J’ai reçu par l’avant-dernier courrier la lettre que vous m’avez fait l’honneur de m’écrire de Pise le 3 de ce mois. Je suis fort touché et très reconnaissant de ce qu’au milieu de votre voyage d’Italie vous avez été assez bon pour me donner ainsi quelques instans.

Vos courses dans ce beau pays, sous un ciel aussi doux, même au moment où l’hiver est en général le plus rude ailleurs, accompagné de Mme la baronne, qui vous y a rejoint avec deux de vos enfans, que vous n’avez également point vus depuis plus de trois ans, ont dû, non sans doute vous distraire entièrement de nos tristes préoccupations sur l’avenir, mais du moins en adoucir beaucoup l’amertume.

Vous y aurez vu de plus que moi, en grandes villes, Milan et Venise ; mais je crois que comme moi, de toutes ce serait Rome que vous préféreriez habiter. On y arrive en général avec l’idée qu’elle n’a guère d’autre mérite que ses souvenirs historiques, ses ruines, et l’on reconnaît bientôt que Rome moderne a aussi par elle-même beaucoup d’attraits.

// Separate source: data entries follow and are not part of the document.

Issue #1934, opened 2026-08-12
fix(runtime): harden repository execution and lease safety


majiayu000:
## Problem

Repository-level execution can admit stale GitHub subjects, allow work to outlive terminal workflow transitions, and rely on runtime leases that are insufficiently fenced across renewal, reclaim, and completion races.

The repository single-writer contract also needs a PostgreSQL-backed lock that coordinates across Harness processes rather than only within one process.

## Expected behavior

- Verify the exact GitHub issue or pull request is still open before persisting execution work.
- Atomically cancel unfinished commands and runtime jobs when a workflow becomes terminal.
- Fence remote-host renewal and completion with generation, expiry, and a lease-scoped proof.
- Preserve migration compatibility for leases already running before proof issuance.
- Hold repository single-writer ownership through a dedicated PostgreSQL advisory-lock connection.
- Fail closed when durable runtime state or the PostgreSQL lease store is unavailable.
- Keep completion, workflow events, transcripts, and stale-completion dead letters transactionally consistent.

## Proposed implementation

The relevant paths have been traced through the workflow runtime store, runtime-host handlers, execution admission, and workspace pool. The implementation will:

1. add the remote lease-proof migration and compatibility path;
2. make completion and stale-completion persistence atomic;
3. add terminal-state enqueue fencing and in-flight cancellation;
4. add exact GitHub subject-state validation;
5. add a global PostgreSQL repository write lease;
6. cover migration, race, recovery, and API behavior with PostgreSQL-backed tests.

The implementation will remain in a Draft PR until the protocol and migration details are ready for maintainer review.

majiayu000:
I traced the root causes to four execution boundaries: admission, terminal transition, remote lease ownership, and repository workspace ownership.\n\nBefore opening the Draft PR, the implementation direction is:\n\n- fail closed on an exact GitHub issue/PR open-state check before persistence;\n- atomically fence enqueue and cancel unfinished runtime work on terminal transitions;\n- use generation + expiry + lease-scoped proof for remote renewal/completion, with a bounded v27 compatibility path for already-running legacy leases;\n- keep completion events, transcript persistence, and stale-completion dead letters within their owning transactions;\n- hold a PostgreSQL advisory lock on a dedicated connection for single-writer repositories.\n\nThe implementation and PostgreSQL race/migration tests are complete locally. I am proceeding with a Draft PR so the protocol and migration behavior remain reviewable before marking it ready.

majiayu000:
[...]

Issue #1794, opened 2026-07-26
refactor(workflow): replace the process-global definition registry with an injected handle


majiayu000:
## Problem

`static REGISTRY: OnceLock<RwLock<WorkflowDefinitionRegistry>>` (`runtime/state_registry.rs:363`) is accessed through 16 free functions that each `.expect("workflow definition registry lock poisoned")`. Consequences:

- `WorkflowInstance::is_terminal()` routes through the registry, so **every terminality check takes a blocking `std::sync::RwLock` read** — including inside open Postgres transactions on tokio worker threads (`store/instances.rs:155`, `store/commands.rs:84`).
- One panic while the write lock is held poisons the lock; every subsequent workflow operation in the process then panics.
- Registration is global-per-process, so tests can't register isolated definitions in parallel — hence `freeze_workflow_definition_registry()`.

## Proposed direction

Thread `Arc<WorkflowDefinitionRegistry>` through `WorkflowRuntimeStore` (already passed everywhere). Delete the global, the 16 free functions, the poison expects, and the freeze mechanism.

## Acceptance criteria

- No `OnceLock`/global registry; definition lookup goes through the store's handle.
- No blocking lock acquisition inside open DB transactions on the terminality path.
- Tests register isolated definitions concurrently without a freeze step.

Evidence from static architecture review of origin/main @ 81c78255; line numbers may drift.

PR #1966, opened 2026-08-17
refactor(cli): keep commands.rs as thin clap dispatch

### LINKED ISSUE #1954: refactor(cli): unify the split cmd/ vs commands/ module trees and inline dispatch logic
## Problem

`harness-cli` has no single convention for where subcommand implementations live:

- `src/commands/` holds `serve.rs`, `exec.rs`, `status.rs`, `runtime.rs`, `reconcile.rs`, `eval.rs`
- `src/cmd/` holds `mcp_server.rs`, `pr.rs` (a parallel tree)
- `src/gc.rs` sits at the crate root, outside both trees
- Rule/skill/plan/execpolicy handling is inlined in `commands.rs` (~1700 lines) inside the giant `run()` match instead of living in either tree

## Why it matters

New subcommands land wherever is convenient, which is how `gc` escaped and `pr`/`mcp_server` ended up in a parallel tree. The dump-file `commands.rs` keeps growing.

## Suggested direction

Pick one tree (`commands/`), move `cmd/*`, `gc.rs`, and the inline rule/skill/plan/execpolicy logic into it, and keep `commands.rs` as thin clap dispatch only.

Found during an architecture review of origin/main (9634e5a9).

majiayu000:
## What

Keep `commands.rs` as thin clap dispatch after `#1962`.

- Move runtime-log / tracing bootstrap into `commands/logging.rs`.
- Move config discovery, capability-profile detection, and central `WORKFLOW.md` install into `commands/config.rs`.
- Move `Gc` / `Rule` / `ExecPolicy` / `Skill` / `Plan` / `Pr` / `Runtime` clap types into their existing modules.
- Move exec-policy/actor/sandbox unit tests next to `exec.rs`.

`commands.rs` now owns the top-level `Cli` / `Command` parser and the `run()` match only.

Closes #1954

## Why

`#1962` put every subcommand under `commands/`, but `commands.rs` was still a 1532-line clap + logging + dispatch file. This is the remaining `#1954` slice.

## Validation

- `cargo check -p harness-cli --all-targets`
- `cargo test -p harness-cli --bin harness` (99 passed)
- pre-commit hook: fmt + scoped clippy
- pre-push workspace lib tests were blocked by pre-existing hanging `harness-agents` `github_app_issuer_*` mock-HTTP tests (unrelated to this CLI move). CI remains the merge gate.

## Out of scope

- `#1794` (injected workflow registry)
- `#1934` safety slices
- flattening `Serve` / `Exec` / `Status` field variants into `*Args` structs

### DIFF
--- a/crates/harness-cli/src/commands.rs
+++ b/crates/harness-cli/src/commands.rs
@@ -1,22 +1,12 @@
-#[cfg(feature = "server")]
-use chrono::{DateTime, NaiveDateTime, Utc};
-use clap::{ArgAction, Args, Parser, Subcommand};
-#[cfg(feature = "server")]
-use harness_server::server::RuntimeLogMetadata;
-#[cfg(feature = "server")]
-use std::cmp::Ordering;
-#[cfg(feature = "server")]
-use std::fs::OpenOptions;
-use std::fs::{self, File};
-use std::io::{self, Write};
-use std::path::{Path, PathBuf};
-use std::sync::{Arc, Mutex};
-use tracing_subscriber::fmt::writer::MakeWriter;
+use clap::{ArgAction, Parser, Subcommand};
+use std::path::PathBuf;
 
+mod config;
 mod eval;
 mod exec;
 mod execpolicy;
 mod gc;
+mod logging;
 mod mcp_server;
 mod plan;
 mod pr;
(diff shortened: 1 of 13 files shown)


majiayu000:
Fresh-context review of exact HEAD 92ca79093a6380bf96ff68d3945f12bdb317019c completed.

No blocking findings. The clap surface, module visibility, config/logging behavior, moved tests, and feature-gated builds remain compatible. Exact-head CI Result, Clippy, Test, Security Audit, and the no-server harness-cli compile check are green.

The tempfile suggestion is valid cleanup but non-blocking here: the affected tests used the same manual temporary-directory pattern on origin/main and this PR only relocates them. Keeping that cleanup out of this structural-only diff preserves the reviewed behavior boundary.

APPROVED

Je ne peux guère vous dire quelque chose de nouveau relativement à notre colonie. Votre correspondant habituel[1] vous tient au courant de ce qui s’y passe. Ainsi vous saurez, avant que cette lettre vous arrive, que M. d’Hautpoul va retourner en France ; il partira demain. Il m’est impossible de vous expliquer mieux la cause de son départ, qu’en lui appliquant ce que vous me faisiez l’honneur de me répéter sans cesse vous-même, en octobre dernier, lorsque mes efforts tendaient à concourir autant qu’il pouvait dépendre de moi à la réunion de ce qui arrivait avec ce qui était : Il est impossible de s’entendre même avec les hommes les plus honorables, lorsqu’ils sont les représentans d’un parti. Au surplus, l’évêque d’Hermopolis reste, et cela gêne beaucoup ceux qui nous menacent de nouvelles attaques de journaux. Aussi certaines personnes ne cessent-elles d’insinuer, avec une insistance vraiment plaisante de leur part, que ce qu’il y aurait de mieux à faire, ce serait de rétablir tout ce qui existait avant le 1er novembre. Leur but, qu’elles déguisent à peine, serait d’amener ainsi la retraite de M. l’Év… d’H…[2] et de recommencer, au nom de la France, des attaques dont une personne est d’avance fort effrayée[3]. Je crois qu’au fond le mauvais état de santé de M. d’H… est aussi entré pour beaucoup dans sa détermination. Il ne pouvait qu’avec une peine extrême suivre dans les promenades à pied ou à cheval. Nous avons du reste toujours été fort bien ensemble ; seulement j’aurais désiré plus d’ouverture dans le langage et les manières. Mais je comprends que cela devait tenir moins au caractère habituel, qu’à la fausse position résultant d’engagemens pris.

Monseigneur n’a éprouvé, à l’annonce du départ de M. d’H…[4], d’autre sentiment que celui de la crainte de voir arriver Ch… rétien[5], et celui du

  1. Le duc de Blacas.
  2. L’évêque d’Hermopolis.
  3. La Dauphine.
  4. M. d’Hautpoul.
  5. Chateaubriand.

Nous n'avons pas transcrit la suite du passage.